Who makes the same journey alone each year Into the high passes,

Who sleeps on the frozen ground, hearing the snow Melt around him as he tries hard

Not to be involved with it, not to be Awakened by a spring that was never meant To include him ---

There is finally the reader, who at one level shares the position of the speaker; is drawn into the speaking by an intimate second person address28: “your father”. At another level, the reader creates her own vantage point, her own visualizing, and is thereby always aware of her distance from the speaker. Burnett locates such a compellingly creative visualising in "the tension and contradiction between what is said and what is experienced with images… between the virtual status of the image and knowledge of events, history and language" (38).
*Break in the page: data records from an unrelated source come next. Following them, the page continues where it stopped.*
PR #59, opened 2019-10-04
layer_shell: set layer of existing surface

Timidger:


unstable/wlr-layer-shell-unstable-v1.xml
```diff
@@ -236,6 +236,13 @@
       </description>
     </request>
 
+    <request name="set_layer" since="2">
+      <description summary="change the layer of the surface">
+        Change the layer that the surface is rendered on.
```
emersion: This should specify that this is double-buffered, see the other requests.

I'd also be more comfortable with appending this at the end of the interface, with a `<!-- Version 2 additions -->` comment.

Timidger: Done, also updated [these lines](https://github.com/swaywm/wlr-protocols/pull/59/files#diff-8d1419da79a9ab9a0cf9ab943a8d1b8fR93-R95) to include `layer` as something that is double buffered.

ddevault:
LGTM, @emersion?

Several interesting points of discussion emerge from this in the context of “The Lost Fan…”. There is first, a sense of the image (the painting on the Chinese fan) as virtual. It is freed from the security of its frame, thrown into flux. It is entered, inflected, its temporality is subjected to the viewer’s participation, the viewer’s actualization. Upon reading the poem, we read/ encounter/ create an image ‘without gravity’, without a frame or a predetermined, fixed perspective. It is virtual in the sense that it never is; it is mutable, in force, always unfolding/ expanding tangentially. Tangential here replaces simple association of thought, which implies one thinker or one thinking agent, and expresses a chaos of interacting/ colliding subjectivities.

27

Note how the image is imbued with a temporality that shakes it out of its frame.

28 In the classical verse tradition, this is a typical strategy of lyric expression where the impersonality of the epic

is temporarily held away as the rhapsode’s personal voice improvises, and pulls the reader into the story. This is how the ‘absolute past’ of the epic is brought into the reader/listener’s affective space.